Exercise inputs:
PR #4170, opened 2019-08-06
Add `go mod download` in `postinstall`

shu-mutou:
`go mod` often fails downloading modules when `go run` or etc.
`go mod download` is good to download modules surely than `go run`.
To ensure downloading modules, run `go mod download` in `postinstall`.

### DIFF
--- a/package.json
+++ b/package.json
@@ -53,7 +53,7 @@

Problem details: What lines above hold the word "downloading"? List them all.

Answer space:
`go mod` often fails downloading modules when `go run` or etc.
To ensure downloading modules, run `go mod download` in `postinstall`.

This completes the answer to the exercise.